◆ **PROBLEM STATEMENT**
Beginning with the line that holds "Requested by @by003 for modding", write out the remaining lines of the material exactly, the last line included.

◆ **DATASET**
PR #4808, opened 2024-10-20
Bonus: prism breath

Laserlicht:
Requested by @by003 for modding

[Peek 2024-10-20 21-57.webm](https://github.com/user-attachments/assets/f296e2c9-6e7d-4369-832a-d546113bbe52)

### DIFF
--- a/Mods/vcmi/config/vcmi/english.json
+++ b/Mods/vcmi/config/vcmi/english.json
@@ -687,5 +687,7 @@
 	"core.bonus.DISINTEGRATE.name": "Disintegrate",
 	"core.bonus.DISINTEGRATE.description": "No corpse remains after death",
 	"core.bonus.INVINCIBLE.name": "Invincible",
-	"core.bonus.INVINCIBLE.description": "Cannot be affected by anything"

◆ **FINISHED TASK**
Requested by @by003 for modding

[Peek 2024-10-20 21-57.webm](https://github.com/user-attachments/assets/f296e2c9-6e7d-4369-832a-d546113bbe52)

### DIFF
--- a/Mods/vcmi/config/vcmi/english.json
+++ b/Mods/vcmi/config/vcmi/english.json
@@ -687,5 +687,7 @@
 	"core.bonus.DISINTEGRATE.name": "Disintegrate",
 	"core.bonus.DISINTEGRATE.description": "No corpse remains after death",
 	"core.bonus.INVINCIBLE.name": "Invincible",
-	"core.bonus.INVINCIBLE.description": "Cannot be affected by anything"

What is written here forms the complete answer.